• **REQUIREMENT**: Only the count is wanted here: how many lines of the entries hold the string "property"?

• **TASK INPUTS**:
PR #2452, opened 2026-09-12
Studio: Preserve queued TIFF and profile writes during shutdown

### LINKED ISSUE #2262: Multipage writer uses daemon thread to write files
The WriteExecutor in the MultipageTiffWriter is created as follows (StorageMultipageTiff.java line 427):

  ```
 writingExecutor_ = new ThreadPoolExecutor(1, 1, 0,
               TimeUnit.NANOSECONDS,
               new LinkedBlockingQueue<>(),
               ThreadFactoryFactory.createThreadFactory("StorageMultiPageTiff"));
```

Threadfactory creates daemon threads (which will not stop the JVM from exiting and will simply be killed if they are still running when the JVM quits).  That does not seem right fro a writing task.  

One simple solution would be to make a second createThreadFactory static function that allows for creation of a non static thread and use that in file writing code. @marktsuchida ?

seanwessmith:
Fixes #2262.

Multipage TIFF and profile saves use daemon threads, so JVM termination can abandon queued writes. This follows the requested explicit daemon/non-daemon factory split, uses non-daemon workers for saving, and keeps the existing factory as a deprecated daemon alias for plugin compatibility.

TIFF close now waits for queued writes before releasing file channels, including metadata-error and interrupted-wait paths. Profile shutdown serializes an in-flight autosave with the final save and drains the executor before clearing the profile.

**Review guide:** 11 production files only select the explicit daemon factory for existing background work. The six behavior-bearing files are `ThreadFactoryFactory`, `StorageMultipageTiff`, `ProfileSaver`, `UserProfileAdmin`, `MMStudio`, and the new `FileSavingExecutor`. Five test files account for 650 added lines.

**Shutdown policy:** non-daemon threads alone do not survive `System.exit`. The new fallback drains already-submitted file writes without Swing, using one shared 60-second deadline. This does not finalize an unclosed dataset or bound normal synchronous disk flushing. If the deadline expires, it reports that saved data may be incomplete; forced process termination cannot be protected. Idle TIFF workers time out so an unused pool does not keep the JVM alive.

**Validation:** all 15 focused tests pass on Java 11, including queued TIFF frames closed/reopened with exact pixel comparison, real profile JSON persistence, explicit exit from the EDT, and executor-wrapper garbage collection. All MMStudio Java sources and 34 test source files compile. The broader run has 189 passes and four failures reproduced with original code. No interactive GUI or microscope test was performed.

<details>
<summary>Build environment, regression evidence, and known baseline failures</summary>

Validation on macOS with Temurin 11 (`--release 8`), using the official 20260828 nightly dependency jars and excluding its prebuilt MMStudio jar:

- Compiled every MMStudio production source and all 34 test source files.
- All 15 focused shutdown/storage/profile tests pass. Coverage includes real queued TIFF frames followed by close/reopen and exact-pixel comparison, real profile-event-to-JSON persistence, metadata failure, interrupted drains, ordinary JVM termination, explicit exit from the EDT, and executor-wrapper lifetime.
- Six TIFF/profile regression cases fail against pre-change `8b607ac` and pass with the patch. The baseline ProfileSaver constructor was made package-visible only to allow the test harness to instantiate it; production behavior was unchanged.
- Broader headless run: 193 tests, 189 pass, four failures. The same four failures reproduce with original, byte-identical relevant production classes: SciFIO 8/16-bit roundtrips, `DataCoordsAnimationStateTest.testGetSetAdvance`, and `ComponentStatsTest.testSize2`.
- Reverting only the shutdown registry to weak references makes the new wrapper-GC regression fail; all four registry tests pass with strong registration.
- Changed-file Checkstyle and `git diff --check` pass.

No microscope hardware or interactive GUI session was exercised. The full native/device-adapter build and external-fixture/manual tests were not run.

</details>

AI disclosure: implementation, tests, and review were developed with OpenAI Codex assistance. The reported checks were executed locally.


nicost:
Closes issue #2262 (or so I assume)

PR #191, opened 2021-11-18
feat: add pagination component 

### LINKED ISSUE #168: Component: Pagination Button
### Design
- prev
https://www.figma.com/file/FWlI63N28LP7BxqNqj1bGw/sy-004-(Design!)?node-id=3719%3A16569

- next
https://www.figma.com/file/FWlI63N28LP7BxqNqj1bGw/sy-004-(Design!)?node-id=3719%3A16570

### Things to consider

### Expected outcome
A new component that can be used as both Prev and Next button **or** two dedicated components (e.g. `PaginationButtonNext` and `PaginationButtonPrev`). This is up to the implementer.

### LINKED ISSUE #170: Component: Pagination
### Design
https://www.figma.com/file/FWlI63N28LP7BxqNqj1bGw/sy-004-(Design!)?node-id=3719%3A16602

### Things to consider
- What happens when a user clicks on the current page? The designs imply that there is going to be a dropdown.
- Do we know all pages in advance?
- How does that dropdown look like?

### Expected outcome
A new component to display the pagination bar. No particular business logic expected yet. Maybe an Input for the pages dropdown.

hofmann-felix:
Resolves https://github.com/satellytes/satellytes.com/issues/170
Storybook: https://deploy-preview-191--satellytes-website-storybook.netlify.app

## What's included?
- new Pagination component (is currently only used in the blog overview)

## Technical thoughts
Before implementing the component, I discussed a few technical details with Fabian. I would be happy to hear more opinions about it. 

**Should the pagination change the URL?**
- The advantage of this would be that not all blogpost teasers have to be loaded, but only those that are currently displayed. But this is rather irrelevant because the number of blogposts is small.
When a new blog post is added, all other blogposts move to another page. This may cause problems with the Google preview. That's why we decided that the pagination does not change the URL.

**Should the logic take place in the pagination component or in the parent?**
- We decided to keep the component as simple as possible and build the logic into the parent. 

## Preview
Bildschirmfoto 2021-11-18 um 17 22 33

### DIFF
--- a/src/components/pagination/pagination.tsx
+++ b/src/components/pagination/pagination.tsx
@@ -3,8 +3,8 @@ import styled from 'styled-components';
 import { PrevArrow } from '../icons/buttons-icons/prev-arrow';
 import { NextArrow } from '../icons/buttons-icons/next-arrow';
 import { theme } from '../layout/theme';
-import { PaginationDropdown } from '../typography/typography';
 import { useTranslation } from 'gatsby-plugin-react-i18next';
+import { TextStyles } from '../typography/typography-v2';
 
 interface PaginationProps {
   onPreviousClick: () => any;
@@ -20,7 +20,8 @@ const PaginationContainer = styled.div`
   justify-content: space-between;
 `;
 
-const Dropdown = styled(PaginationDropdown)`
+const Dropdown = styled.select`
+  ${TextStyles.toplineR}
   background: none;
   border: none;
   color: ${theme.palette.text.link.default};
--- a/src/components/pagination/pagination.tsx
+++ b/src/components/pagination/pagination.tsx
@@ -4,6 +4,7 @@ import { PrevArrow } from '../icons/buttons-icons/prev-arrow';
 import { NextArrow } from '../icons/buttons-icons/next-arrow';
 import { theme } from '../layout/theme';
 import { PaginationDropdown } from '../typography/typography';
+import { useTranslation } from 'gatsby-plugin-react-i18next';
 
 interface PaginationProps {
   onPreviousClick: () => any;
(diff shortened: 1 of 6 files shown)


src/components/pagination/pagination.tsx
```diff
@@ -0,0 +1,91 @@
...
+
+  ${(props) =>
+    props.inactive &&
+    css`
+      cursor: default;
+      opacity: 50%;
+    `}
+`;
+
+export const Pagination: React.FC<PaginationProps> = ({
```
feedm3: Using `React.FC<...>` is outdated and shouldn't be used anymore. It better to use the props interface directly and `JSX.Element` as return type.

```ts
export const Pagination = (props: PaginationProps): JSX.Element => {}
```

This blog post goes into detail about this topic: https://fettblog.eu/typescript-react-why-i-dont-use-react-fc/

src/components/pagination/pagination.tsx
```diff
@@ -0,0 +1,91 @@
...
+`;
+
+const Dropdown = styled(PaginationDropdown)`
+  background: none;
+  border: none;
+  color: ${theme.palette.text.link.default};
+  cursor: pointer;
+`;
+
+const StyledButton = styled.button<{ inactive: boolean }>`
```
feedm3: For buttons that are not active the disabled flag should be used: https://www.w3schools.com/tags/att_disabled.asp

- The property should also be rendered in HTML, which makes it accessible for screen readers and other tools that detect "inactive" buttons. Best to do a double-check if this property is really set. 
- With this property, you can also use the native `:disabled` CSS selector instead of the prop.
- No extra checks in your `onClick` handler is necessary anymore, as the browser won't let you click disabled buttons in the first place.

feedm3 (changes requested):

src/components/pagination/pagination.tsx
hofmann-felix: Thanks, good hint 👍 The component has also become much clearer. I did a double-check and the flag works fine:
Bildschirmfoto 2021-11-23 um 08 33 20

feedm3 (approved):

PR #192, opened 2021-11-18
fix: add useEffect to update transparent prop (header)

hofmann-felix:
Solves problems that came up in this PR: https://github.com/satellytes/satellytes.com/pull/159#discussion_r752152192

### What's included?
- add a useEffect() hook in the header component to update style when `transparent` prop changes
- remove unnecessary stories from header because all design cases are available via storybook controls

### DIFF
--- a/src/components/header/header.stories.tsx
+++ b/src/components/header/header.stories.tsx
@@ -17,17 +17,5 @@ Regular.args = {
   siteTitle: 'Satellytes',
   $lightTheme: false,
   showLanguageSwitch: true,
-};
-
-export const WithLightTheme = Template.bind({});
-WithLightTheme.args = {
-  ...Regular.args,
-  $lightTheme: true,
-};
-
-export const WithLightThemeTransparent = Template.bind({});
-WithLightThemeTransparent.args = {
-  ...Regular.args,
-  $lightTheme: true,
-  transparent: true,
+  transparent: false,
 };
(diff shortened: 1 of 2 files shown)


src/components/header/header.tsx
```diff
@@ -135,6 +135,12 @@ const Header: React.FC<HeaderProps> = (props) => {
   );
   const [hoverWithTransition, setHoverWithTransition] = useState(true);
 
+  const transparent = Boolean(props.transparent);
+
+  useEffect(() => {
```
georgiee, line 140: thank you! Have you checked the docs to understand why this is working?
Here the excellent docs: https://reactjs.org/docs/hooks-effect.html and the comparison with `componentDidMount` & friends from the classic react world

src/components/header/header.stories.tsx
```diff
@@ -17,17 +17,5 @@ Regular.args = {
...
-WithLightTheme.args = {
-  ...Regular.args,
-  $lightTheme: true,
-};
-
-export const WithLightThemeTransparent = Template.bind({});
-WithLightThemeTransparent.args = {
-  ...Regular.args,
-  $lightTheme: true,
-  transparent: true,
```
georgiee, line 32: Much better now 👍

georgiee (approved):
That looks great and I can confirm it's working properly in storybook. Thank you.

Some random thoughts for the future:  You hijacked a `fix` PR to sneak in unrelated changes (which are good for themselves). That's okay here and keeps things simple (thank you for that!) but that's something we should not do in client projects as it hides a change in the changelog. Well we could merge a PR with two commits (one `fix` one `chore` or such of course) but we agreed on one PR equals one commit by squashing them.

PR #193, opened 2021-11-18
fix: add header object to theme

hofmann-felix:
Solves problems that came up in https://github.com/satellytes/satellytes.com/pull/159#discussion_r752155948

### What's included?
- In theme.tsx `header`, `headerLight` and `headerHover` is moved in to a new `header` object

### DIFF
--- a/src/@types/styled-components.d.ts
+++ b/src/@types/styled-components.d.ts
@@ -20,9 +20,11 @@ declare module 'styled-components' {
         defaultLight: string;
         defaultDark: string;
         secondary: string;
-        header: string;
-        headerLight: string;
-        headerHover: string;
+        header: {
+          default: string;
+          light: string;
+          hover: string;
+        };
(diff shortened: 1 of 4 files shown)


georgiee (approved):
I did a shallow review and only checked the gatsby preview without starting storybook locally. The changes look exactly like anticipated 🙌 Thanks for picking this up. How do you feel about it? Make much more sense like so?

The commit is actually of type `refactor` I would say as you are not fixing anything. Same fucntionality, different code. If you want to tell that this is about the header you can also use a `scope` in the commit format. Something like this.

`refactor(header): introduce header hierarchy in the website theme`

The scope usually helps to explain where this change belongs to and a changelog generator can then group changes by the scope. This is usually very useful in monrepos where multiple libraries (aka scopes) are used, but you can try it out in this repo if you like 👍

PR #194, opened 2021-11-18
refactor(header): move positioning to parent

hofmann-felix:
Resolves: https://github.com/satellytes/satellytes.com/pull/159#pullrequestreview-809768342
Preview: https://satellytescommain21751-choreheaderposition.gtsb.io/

• **THE COMPLETED TASK**: 2